For those reasons, the overwhelming majority of individual claimants, along with all fifty state attorneys general, wanted the settlement to be upheld. “Today’s decision is wrong on the law and devastating for more than 100,000 opioid victims and their families,” wrote Justice Brett Kavanaugh in a dissent joined by Chief Justice John Roberts and Justices Sonia Sotomayor and Elena Kagan.

The problem was—in the eyes of Justice Gorsuch’s majority—that to get the money on the table, the bankruptcy court had to tolerate cutting corners on the vindication of individual legal rights. In particular, it would extinguish claims against Sackler family members that some individual claimants might have had both the legal right and the inclination to pursue without putting those family members through the rigors of the bankruptcy process.
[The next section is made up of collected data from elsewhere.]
PR #1520, opened 2018-09-11
Call 'toJSON' if present for ID and String serialize

### LINKED ISSUE #1518: Unable to query for MongoDB ObjectIDs
I recently updated from `0.13.2` to `14.0.2` which includes breaking changes.

This introduced errors with existing queries which include MongoDB Object Ids (probably from #1382):

> ID cannot represent value: { _bsontype: \"ObjectID\", id: <Buffer 5b 96 3d bf 98 0a 04 09 85 c6 6e a1> }

Repository with complete, minimal repeatable example [here](https://github.com/alexmcmillan/graphql-mongodb-query-fail-demo):

```
const Thing = mongoose.model('Thing', new mongoose.Schema({
  id: mongoose.Schema.Types.ObjectId,
  name: String
}));

const ThingType = new GraphQLObjectType({
  name: 'thing',
  fields: function () {
    return {
      id: { type: GraphQLID },
      name: { type: GraphQLString }
    }
  }
});

const RootMutation = new GraphQLObjectType({
  name: 'CreateMutation',
  fields: {
    create: {
      type: ThingType,
      description: 'Create new thing',
      args: {
        name: {
          name: 'Name of Thing',
          type: new GraphQLNonNull(GraphQLString)
        }
      },
      resolve: (root, args) => {
        const newThing = new Thing({ name: args.name });
        newThing.id = newThing._id;
        return new Promise((res, rej) => {
          newThing.save(err => {
            if (err) return rej(err);
            res(newThing);
          });
        });
      }
    }
  }
});
```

To me, today’s decision echoes Amchem Products Inc. v. Windsor (1997), which arose in the context of mass tort settlement. There, a majority led by Justice Ruth Bader Ginsburg hewed to an individualist conception of rights and obligations, even though, in the view of part‐​dissenting Justices Stephen Breyer and John Paul Stevens, a rougher managerial approach to justice would have better served asbestos claimants as a group. 

This makes it especially interesting to see Justice Jackson taking the individualist side. There is little doubt that Justice Breyer, her mentor, would have joined the Kavanaugh side in approving the settlement as the best that could be done under the circumstances to solve (in Kavanaugh’s words) a “collective‐​action problem” of large social dimensions. Jackson was assuredly the deciding vote today in more ways than one.

I wrote about individualist versus managerial approaches to batch settlement in 2021 (after Walmart v. Dukes) and in 2020 (with comments specific to the opioids litigation particularly critical of its state‐​recoupment component). “Federal court procedure holds out a promise of individual hearing and individual adjudication that must not be lost in the felt practical need to aggregate litigant groups and move them by the hundreds and thousands as if on a game board,” I wrote then.

Commentators who berate the Court as supposedly friendly toward plutocracy might have been surprised to see the most conservative justices side against the Sacklers. But as usual, anti‐​business which-side-are-you-on?-ism proves itself a poor way to predict the jurisprudence of the high court.